Segment Start: Study material

PR #45, opened 2015-11-02
added script to launch a register end-to-end

om-sharma:
Script to launch a register. 

The script generates the db user passwords and creates the database. 
After this it creates the indexer, mint and presentation configuration required for the register.
Next step, it syncs the configuration with the configurations in S3 buckets.
Creates the register instance and configure it.
In next step script deploys the mint app by choosing the last deployed mint artifacts from master repository. also grants access to readonly mint user.
If data file is specified it loads the data into mint api.
Deploys the indexer app and presentation app.

After the script execution is complete you can see the register at http://<register>.<env>.openregister.org

We had successfully launched many registers last week by using this script.

### DIFF
--- a/create-register.sh
+++ b/create-register.sh
@@ -1,4 +1,4 @@
-#!/bin/sh
+#!/bin/bash
 
 set -eu
 
@@ -28,14 +28,12 @@ CURRENT_WORKING_DIR=`pwd`
 
 CONFIG_FILE_DIRECTORY=${CURRENT_WORKING_DIR}/register-configurations
 
-LOCAL_PASSWORD_STORE_DIR=~/.registers-pass
-
 INDEXER_CONFIG_LOCATION=/tmp/indexer.properties
 
-export PASSWORD_STORE_DIR=$LOCAL_PASSWORD_STORE_DIR
+export PASSWORD_STORE_DIR=~/.registers-pass
 
 function createDatabaseAndUsers(){
-  cd $LOCAL_PASSWORD_STORE_DIR
+  cd $PASSWORD_STORE_DIR
 
   BRANCH_NAME=adding_password_for_${ENV}_${REGISTER_NAME}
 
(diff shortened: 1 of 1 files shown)


create-register.sh
```diff
@@ -0,0 +1,257 @@
+#!/bin/sh
```
philandstuff: should probably be `/bin/bash` -- I suspect you'll have used some bash-specific features

create-register.sh
```diff
@@ -0,0 +1,257 @@
...
+
+CURRENT_WORKING_DIR=`pwd`
+
+CONFIG_FILE_DIRECTORY=${CURRENT_WORKING_DIR}/register-configurations
+
+LOCAL_PASSWORD_STORE_DIR=~/.registers-pass
+
+INDEXER_CONFIG_LOCATION=/tmp/indexer.properties
+
+export PASSWORD_STORE_DIR=$LOCAL_PASSWORD_STORE_DIR
```
philandstuff: why two separate variables?

create-register.sh
```diff
@@ -0,0 +1,257 @@
...
+    exit 1
+  fi
+
+  echo "$REGISTER_NAME.source.postgres.db.connectionString=jdbc:postgresql://$RDS_MINT_END_POINT:5432/${REGISTER_DB_NAME}?user=${REGISTER_DB_NAME}_readonly&password=${READ_ONLY_MINT_USER_PASSWORD}" >> $INDEXER_CONFIG_LOCATION
+  echo "$REGISTER_NAME.destination.postgres.db.connectionString=jdbc:postgresql://$RDS_PRESENTATION_END_POINT:5432/${REGISTER_DB_NAME}?user=${REGISTER_DB_NAME}&password=${PRESENTATION_USER_PASSWORD}" >> $INDEXER_CONFIG_LOCATION
+}
+
+function loadConfigurationToS3(){
+  cd $CURRENT_WORKING_DIR
+  aws s3 sync $CONFIG_FILE_DIRECTORY s3://$BUCKET_NAME
```
philandstuff: will this download the whole bucket? we should probably just copy what we need up rather than leaving unencrypted passwords on local machine

philandstuff: see also `aws s3 cp --recursive`

om-sharma: s3 sync doesn't download the whole bucket. it copies new and updated files from source to destination.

Segment End: Study material

## Exercise instructions
All entries shown above should be duplicated without a single difference.

## Solved exercise
PR #45, opened 2015-11-02
added script to launch a register end-to-end

om-sharma:
Script to launch a register. 

The script generates the db user passwords and creates the database. 
After this it creates the indexer, mint and presentation configuration required for the register.
Next step, it syncs the configuration with the configurations in S3 buckets.
Creates the register instance and configure it.
In next step script deploys the mint app by choosing the last deployed mint artifacts from master repository. also grants access to readonly mint user.
If data file is specified it loads the data into mint api.
Deploys the indexer app and presentation app.

After the script execution is complete you can see the register at http://<register>.<env>.openregister.org

We had successfully launched many registers last week by using this script.

### DIFF
--- a/create-register.sh
+++ b/create-register.sh
@@ -1,4 +1,4 @@
-#!/bin/sh
+#!/bin/bash
 
 set -eu
 
@@ -28,14 +28,12 @@ CURRENT_WORKING_DIR=`pwd`
 
 CONFIG_FILE_DIRECTORY=${CURRENT_WORKING_DIR}/register-configurations
 
-LOCAL_PASSWORD_STORE_DIR=~/.registers-pass
-
 INDEXER_CONFIG_LOCATION=/tmp/indexer.properties
 
-export PASSWORD_STORE_DIR=$LOCAL_PASSWORD_STORE_DIR
+export PASSWORD_STORE_DIR=~/.registers-pass
 
 function createDatabaseAndUsers(){
-  cd $LOCAL_PASSWORD_STORE_DIR
+  cd $PASSWORD_STORE_DIR
 
   BRANCH_NAME=adding_password_for_${ENV}_${REGISTER_NAME}
 
(diff shortened: 1 of 1 files shown)


create-register.sh
```diff
@@ -0,0 +1,257 @@
+#!/bin/sh
```
philandstuff: should probably be `/bin/bash` -- I suspect you'll have used some bash-specific features

create-register.sh
```diff
@@ -0,0 +1,257 @@
...
+
+CURRENT_WORKING_DIR=`pwd`
+
+CONFIG_FILE_DIRECTORY=${CURRENT_WORKING_DIR}/register-configurations
+
+LOCAL_PASSWORD_STORE_DIR=~/.registers-pass
+
+INDEXER_CONFIG_LOCATION=/tmp/indexer.properties
+
+export PASSWORD_STORE_DIR=$LOCAL_PASSWORD_STORE_DIR
```
philandstuff: why two separate variables?

create-register.sh
```diff
@@ -0,0 +1,257 @@
...
+    exit 1
+  fi
+
+  echo "$REGISTER_NAME.source.postgres.db.connectionString=jdbc:postgresql://$RDS_MINT_END_POINT:5432/${REGISTER_DB_NAME}?user=${REGISTER_DB_NAME}_readonly&password=${READ_ONLY_MINT_USER_PASSWORD}" >> $INDEXER_CONFIG_LOCATION
+  echo "$REGISTER_NAME.destination.postgres.db.connectionString=jdbc:postgresql://$RDS_PRESENTATION_END_POINT:5432/${REGISTER_DB_NAME}?user=${REGISTER_DB_NAME}&password=${PRESENTATION_USER_PASSWORD}" >> $INDEXER_CONFIG_LOCATION
+}
+
+function loadConfigurationToS3(){
+  cd $CURRENT_WORKING_DIR
+  aws s3 sync $CONFIG_FILE_DIRECTORY s3://$BUCKET_NAME
```
philandstuff: will this download the whole bucket? we should probably just copy what we need up rather than leaving unencrypted passwords on local machine

philandstuff: see also `aws s3 cp --recursive`

om-sharma: s3 sync doesn't download the whole bucket. it copies new and updated files from source to destination.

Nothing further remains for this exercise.